PR #61, opened 2024-10-25
zephyr: udp throughput fail when legacy roaming

GaofengZhangNXP:
zperf udp tx throughput uses fixed ip address, if run legacy roaming at
this time, roaming will restart dhcp and ip address is changed,
so zperf can't find ip address when zperf send udp packet during legacy
roaming, and zperf udp tx fail.
we think that legacy roaming shouldn't restart dhcp, so we need to
determine whether current connection is a normal connection or a
roaming, and determine whether we should restart dhcp.
and we use assoc_freq parameter in wps_supplicant to get current connect
state.
if assoc_freq is not 0, it indicates that the sta already connects, and
current connection is roaming, so we doesn't start dhcp.
if assoc_freq is 0, it indicates that current connection is a normal
connection rather than roaming, so we want to start dhcp.

### DIFF
--- a/src/drivers/driver_zephyr.c
+++ b/src/drivers/driver_zephyr.c
@@ -538,6 +538,9 @@ void wpa_drv_zep_event_proc_assoc_resp(struct zep_drv_if_ctx *if_ctx,
 		if (if_ctx->ft_roaming) {
 			if_ctx->ft_roaming = false;
 		}
+		if (if_ctx->roaming) {
+		    if_ctx->roaming = false;
+		}
 		wpa_supplicant_event_wrapper(if_ctx->supp_if_ctx,
 				EVENT_ASSOC_REJECT,
 				event);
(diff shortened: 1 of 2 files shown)


krish2718:
Please raise a manifest PR too.

GaofengZhangNXP:
> Please raise a manifest PR too.
manifest PR: 
https://github.com/zephyrproject-rtos/zephyr/pull/82587

src/drivers/driver_zephyr.c
```diff
@@ -538,6 +538,9 @@ void wpa_drv_zep_event_proc_assoc_resp(struct zep_drv_if_ctx *if_ctx,
 		if (if_ctx->ft_roaming) {
```
jukkar, line 538: @GaofengZhangNXP please re-write the commit message with proper English, it is very difficult to understand what it is saying. Also please start the sentences with capital letter so that it is easier to separate the sentences.
So the commit message should say the reasoning why this change is being done, this is not clear from the message.

GaofengZhangNXP: @jukkar I have updated the commit, please help review it, thanks

krish2718 (approved):

GaofengZhangNXP:
Hi @jukkar , please help review the patch, if you have not any other suggestion, please help merge it, thank you very much.

gannicus-gj:
Hi @jukkar 
could you pls take time to review before Christmas holiday?

jukkar (approved):

PR #62, opened 2024-10-25
A few trivial fixes to build warnings on 64bit targets

aescolar:
I have no clue how you guys are handling this fork, if you want me to add some tag to the commit titles or so just tell.
You are also welcome to modify the commits or do anything with them as you please.

    Fix multiple size_t print format specifiers
    
    The format specifier for size_t is zu.
    Using d only works when int and size_t are the same
    underlying type which is not the case for 64bit systems,
    which leads to a build warning in this case.
    
    In 2 places, instead of changing the printf specifier
    the type of the variable was changed to int, as that
    was what the code really exepected.
    And while at it, two internal function have been made static.

----

    Fix overflow warning for 64bit builds
    
    Fix the following build warning:
    
    ap_drv_ops.c:272:41: warning: overflow in conversion from
    ‘long unsigned int’ to ‘int’ changes value from ‘18446744073709551614’
    to ‘-2’ [-Woverflow]
      272 |                                      0, ~WPA_STA_AUTHORIZED);
    

Partial fix for
https://github.com/zephyrproject-rtos/zephyr/issues/80437

### DIFF
--- a/hostapd/hostapd_cli_zephyr.c
+++ b/hostapd/hostapd_cli_zephyr.c
@@ -126,7 +126,7 @@ static char make_argv(char **ppcmd, uint8_t c)
 	return quote;
 }
 
-char hostapd_make_argv(size_t *argc, const char **argv, char *cmd,
+static char hostapd_make_argv(int *argc, const char **argv, char *cmd,
 		       uint8_t max_argc)
 {
 	char quote = 0;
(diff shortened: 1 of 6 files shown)


jukkar:
Hmm, I think at this point we could avoid compiling with native_sim64. We do not want to deviate too much from upstream with this kind of changes.

aescolar:
> Hmm, I think at this point we could avoid compiling with native_sim64. We do not want to deviate too much from upstream with this kind of changes.

It's fine if you want to handle it that way. The issues, even if trivial, are valid though, so I guess we can also queue it to the upstream.

jukkar:
> The issues, even if trivial, are valid though, so I guess we can also queue it to the upstream.

Yes that is true. We have a plan to merge upstream changes after 4.0 so this might be fixed already.

aescolar:
Closing this PR assuming there is no interest to merge it.

krish2718:
> > The issues, even if trivial, are valid though, so I guess we can also queue it to the upstream.
> 
> Yes that is true. We have a plan to merge upstream changes after 4.0 so this might be fixed already.

Except for couple of files rest are in Zephyr specific code, so, may be if you can post the fix for those two files upstream then we can accept this (but in two separate commits, upstream and zephyr).

PR #63, opened 2024-10-28
zephyr: cert: Add blob element to support parse cert data by blob

Rex-Chen-NXP:
As we do not have file system support, add cert blob element
to allow parse cert data by blob instead of file for SAP.

### DIFF
--- a/src/ap/ap_config.h
+++ b/src/ap/ap_config.h
@@ -407,9 +407,15 @@ struct hostapd_bss_config {
 	int ctrl_interface_gid_set;
 
 	char *ca_cert;
+	const u8 *ca_cert_blob;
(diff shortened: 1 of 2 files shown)


jukkar:
@Rex-Chen-NXP could you fix the commit message to
```
As we do not have file system support, add cert blob element
to allow parse cert data by blob instead of file for SAP.
```
as the original is hard to understand.

Rex-Chen-NXP:
> @Rex-Chen-NXP could you fix the commit message to
> 
> ```
> As we do not have file system support, add cert blob element
> to allow parse cert data by blob instead of file for SAP.
> ```
> 
> as the original is hard to understand.

Yes, of course, updated as comment.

=-=-=-=-=

Every line of the listing should be repeated exactly.

**Solution to this task**
PR #61, opened 2024-10-25
zephyr: udp throughput fail when legacy roaming

GaofengZhangNXP:
zperf udp tx throughput uses fixed ip address, if run legacy roaming at
this time, roaming will restart dhcp and ip address is changed,
so zperf can't find ip address when zperf send udp packet during legacy
roaming, and zperf udp tx fail.
we think that legacy roaming shouldn't restart dhcp, so we need to
determine whether current connection is a normal connection or a
roaming, and determine whether we should restart dhcp.
and we use assoc_freq parameter in wps_supplicant to get current connect
state.
if assoc_freq is not 0, it indicates that the sta already connects, and
current connection is roaming, so we doesn't start dhcp.
if assoc_freq is 0, it indicates that current connection is a normal
connection rather than roaming, so we want to start dhcp.

### DIFF
--- a/src/drivers/driver_zephyr.c
+++ b/src/drivers/driver_zephyr.c
@@ -538,6 +538,9 @@ void wpa_drv_zep_event_proc_assoc_resp(struct zep_drv_if_ctx *if_ctx,
 		if (if_ctx->ft_roaming) {
 			if_ctx->ft_roaming = false;
 		}
+		if (if_ctx->roaming) {
+		    if_ctx->roaming = false;
+		}
 		wpa_supplicant_event_wrapper(if_ctx->supp_if_ctx,
 				EVENT_ASSOC_REJECT,
 				event);
(diff shortened: 1 of 2 files shown)


krish2718:
Please raise a manifest PR too.

GaofengZhangNXP:
> Please raise a manifest PR too.
manifest PR: 
https://github.com/zephyrproject-rtos/zephyr/pull/82587

src/drivers/driver_zephyr.c
```diff
@@ -538,6 +538,9 @@ void wpa_drv_zep_event_proc_assoc_resp(struct zep_drv_if_ctx *if_ctx,
 		if (if_ctx->ft_roaming) {
```
jukkar, line 538: @GaofengZhangNXP please re-write the commit message with proper English, it is very difficult to understand what it is saying. Also please start the sentences with capital letter so that it is easier to separate the sentences.
So the commit message should say the reasoning why this change is being done, this is not clear from the message.

GaofengZhangNXP: @jukkar I have updated the commit, please help review it, thanks

krish2718 (approved):

GaofengZhangNXP:
Hi @jukkar , please help review the patch, if you have not any other suggestion, please help merge it, thank you very much.

gannicus-gj:
Hi @jukkar 
could you pls take time to review before Christmas holiday?

jukkar (approved):

PR #62, opened 2024-10-25
A few trivial fixes to build warnings on 64bit targets

aescolar:
I have no clue how you guys are handling this fork, if you want me to add some tag to the commit titles or so just tell.
You are also welcome to modify the commits or do anything with them as you please.

    Fix multiple size_t print format specifiers
    
    The format specifier for size_t is zu.
    Using d only works when int and size_t are the same
    underlying type which is not the case for 64bit systems,
    which leads to a build warning in this case.
    
    In 2 places, instead of changing the printf specifier
    the type of the variable was changed to int, as that
    was what the code really exepected.
    And while at it, two internal function have been made static.

----

    Fix overflow warning for 64bit builds
    
    Fix the following build warning:
    
    ap_drv_ops.c:272:41: warning: overflow in conversion from
    ‘long unsigned int’ to ‘int’ changes value from ‘18446744073709551614’
    to ‘-2’ [-Woverflow]
      272 |                                      0, ~WPA_STA_AUTHORIZED);
    

Partial fix for
https://github.com/zephyrproject-rtos/zephyr/issues/80437

### DIFF
--- a/hostapd/hostapd_cli_zephyr.c
+++ b/hostapd/hostapd_cli_zephyr.c
@@ -126,7 +126,7 @@ static char make_argv(char **ppcmd, uint8_t c)
 	return quote;
 }
 
-char hostapd_make_argv(size_t *argc, const char **argv, char *cmd,
+static char hostapd_make_argv(int *argc, const char **argv, char *cmd,
 		       uint8_t max_argc)
 {
 	char quote = 0;
(diff shortened: 1 of 6 files shown)


jukkar:
Hmm, I think at this point we could avoid compiling with native_sim64. We do not want to deviate too much from upstream with this kind of changes.

aescolar:
> Hmm, I think at this point we could avoid compiling with native_sim64. We do not want to deviate too much from upstream with this kind of changes.

It's fine if you want to handle it that way. The issues, even if trivial, are valid though, so I guess we can also queue it to the upstream.

jukkar:
> The issues, even if trivial, are valid though, so I guess we can also queue it to the upstream.

Yes that is true. We have a plan to merge upstream changes after 4.0 so this might be fixed already.

aescolar:
Closing this PR assuming there is no interest to merge it.

krish2718:
> > The issues, even if trivial, are valid though, so I guess we can also queue it to the upstream.
> 
> Yes that is true. We have a plan to merge upstream changes after 4.0 so this might be fixed already.

Except for couple of files rest are in Zephyr specific code, so, may be if you can post the fix for those two files upstream then we can accept this (but in two separate commits, upstream and zephyr).

PR #63, opened 2024-10-28
zephyr: cert: Add blob element to support parse cert data by blob

Rex-Chen-NXP:
As we do not have file system support, add cert blob element
to allow parse cert data by blob instead of file for SAP.

### DIFF
--- a/src/ap/ap_config.h
+++ b/src/ap/ap_config.h
@@ -407,9 +407,15 @@ struct hostapd_bss_config {
 	int ctrl_interface_gid_set;
 
 	char *ca_cert;
+	const u8 *ca_cert_blob;
(diff shortened: 1 of 2 files shown)


jukkar:
@Rex-Chen-NXP could you fix the commit message to
```
As we do not have file system support, add cert blob element
to allow parse cert data by blob instead of file for SAP.
```
as the original is hard to understand.

Rex-Chen-NXP:
> @Rex-Chen-NXP could you fix the commit message to
> 
> ```
> As we do not have file system support, add cert blob element
> to allow parse cert data by blob instead of file for SAP.
> ```
> 
> as the original is hard to understand.

Yes, of course, updated as comment.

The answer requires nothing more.